In contrast, cannabis metabolites are detectable for more than a month. And, of course, alcohol is tested to BAV rather than “detectable.”

In Arizona, you’re prosecutable for “driving while impaired” to that “detectable” standard. Just in case you were considering driving across that particular State.

4 Likes

That’s what happened with the Graphic Designer position we were trying to fill. Due to a dearth of qualified applicants (and no, my company doesn’t pay well, so our crop was far from cream), and an absolute necessity to stay on top of production, I improved our process to the point where the position is no longer needed. If we had another person we would spend half of the month twiddling our thumbs.

There’s one possible problem. If something happens to either me, or our other designer, things will go bad fast. I’ve pointed that out to the owner and the operations manager, and nothing much has come of it.

Oh well. Fingers crossed.

3 Likes

This seems like it would be a much more alarming problem if they were running out of unimpaired workers.

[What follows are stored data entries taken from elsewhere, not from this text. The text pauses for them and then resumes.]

PR #2628, opened 2022-11-16
Clarify solrmarc.path in SolrMarc's import.properties

natecollins:
Addresses issue when a user copies `import/import.properties` to `local/import/import.properties` but does not modify `solrmarc.path` variable (there is no indication to the user that they ought to do this, and would otherwise be easy to miss). This results in solrmarc failing to read in overrides from `local/import/marc_local.properties` _unless_ the original `import/marc_local.properties` file is first removed.

Commenting out the default solrmarc.path from `import/import.properties` prevents this unexpected behavior. In testing this change, solrmarc still successfully loads the default `import/marc.properties` and `import/marc_local.properties` with that line now commented. Users are still free to uncomment the line and set the value if needed.

### DIFF
--- a/import/import.properties
+++ b/import/import.properties
@@ -8,8 +8,11 @@ solr.core.name = biblio
 solr.indexer.properties = marc.properties, marc_local.properties
 solr.hosturl = http://localhost:8983/solr/biblio/update
 
-# where to look for properties files, translation maps, and custom scripts
-# note that . refers to the directory where the jarfile for SolrMarc is located.
+# Where to look for properties files, translation maps, and custom scripts.
+# Note that . refers to the directory where the jarfile for SolrMarc is located.
+# You can use a pipe (|) character to create a multi-directory search path.
+# You can use install.php to automatically create and configure your local
+# override of this file for common use cases.
 solrmarc.path = /usr/local/vufind/import
 
 # Path to your marc file
--- a/import/import_auth.properties
+++ b/import/import_auth.properties
@@ -8,8 +8,11 @@ solr.core.name = authority
 solr.indexer.properties = marc_auth.properties
 solr.hosturl = http://localhost:8983/solr/authority/update
 
-# where to look for properties files, translation maps, and custom scripts
-# note that . refers to the directory where the jarfile for SolrMarc is located.
+# Where to look for properties files, translation maps, and custom scripts.
+# Note that . refers to the directory where the jarfile for SolrMarc is located.
+# You can use a pipe (|) character to create a multi-directory search path.
+# You can use install.php to automatically create and configure your local
+# override of this file for common use cases.
 solrmarc.path = /usr/local/vufind/import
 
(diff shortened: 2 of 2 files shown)


demiankatz:
@natecollins, thanks for the contribution. However, as-is, this will cause some problems...

Users are not expected to manually copy import.properties into place; the local/import/import.properties is intended to be automatically created by VuFind's install script, which copies the default version and does some string replacing to put correct paths in place. See:

https://github.com/vufind-org/vufind/blob/23eed813745e5ef2018705e91b52a9dcdedd8d42/module/VuFindConsole/src/VuFindConsole/Command/Install/InstallCommand.php#L632-L636

If you comment out the default setting, then the install script will not work correctly, because the setting will be commented out in the resulting file.

This suggests that we need to approach this a little differently, with one of at least two possible options:

1.) Instead of changing the default setting, add a comment highlighting the potential problem.

2.) Change the install script so it is smart enough to uncomment the setting, if necessary. (Possibly as simple as changing `\s*` to `[\s#]*`).

What do you think?

demiankatz:
Another consideration: there is a separate configuration file for authority records (https://github.com/vufind-org/vufind/blob/23eed813745e5ef2018705e91b52a9dcdedd8d42/import/import_auth.properties). Whatever we decide to do here, we should also do for that file, to keep things consistent.

natecollins:
Ah, thanks @demiankatz for explaining the missing pieces. Our build process had been using a template from the original file, but this does clarify the intended workflow.

For increased clarity, noting the potential issue in a comment would have reduced a bit of confusion on our side. Also, we weren't aware that you could specify multiple paths using a pipe; a comment about that could be another improvement!

As for adding the comment in the default file and then removing it during the install copy, I defer to your preference. It would have helped us in our build process, but at the same time the issue was largely our own fault as we apparently weren't following the recommended setup procedure. Happy to help in doing any updates - just let me know what you decide.

demiankatz:
@natecollins, it seems that simply leaving the solrmarc.path setting uncommented and expanding upon the comment is the least risky option, so if that feels helpful enough to you, that would be the easiest path forward. Then it's just a question of deciding on the appropriate wording. Maybe something like:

The cheap tests don’t always bother; because it’s cheaper that way; but thanks to Team Analytical Chemistry and various fun metabolite half-life facts you can detect a druggy down to impressively low thresholds; and in the case of stuff that gets incorporated into keratin out to a fair period of time.

The harder you do that the less interesting the test is as a proxy for what you should actually be concerned about(especially if a given drug habit is now too cheap and legal to be blackmail material or a likely precursor to wacky embezzling).

This isn’t to say that it’s never a problem; but drug tests(notably unlike, say, the techniques mostly not deployed to catch alcoholics or people with sleep patterns that leave them operating well below capacity during a chunk of working hours; which tend to be crude and mostly behavior based) are easily sensitive enough that they no longer tell you too much of use about how impaired your employees are; rather than what they may have done at some point in the past month.

And, as always, there’s the “in the parts of the economy that aren’t labor we tend to note that most shortages can be ameliorated by just paying more…” issue.

1 Like

Well, let’s see. Alcohol is tested to see if you’re below the legal limit at the time of the test; cocaine, opiates, amphetamines are looking for metabolites that last 1-3 days, but THC is tested not for its presence, but for antibodies, which for a regular user can be present for 3 months or more. Now, why is that? Couldn’t be anything racist, could it? Just change the test to a 3 day type like for every other drug and the problem goes away. Just because you can detect what someone decided to do 100 days ago doesn’t meant you should.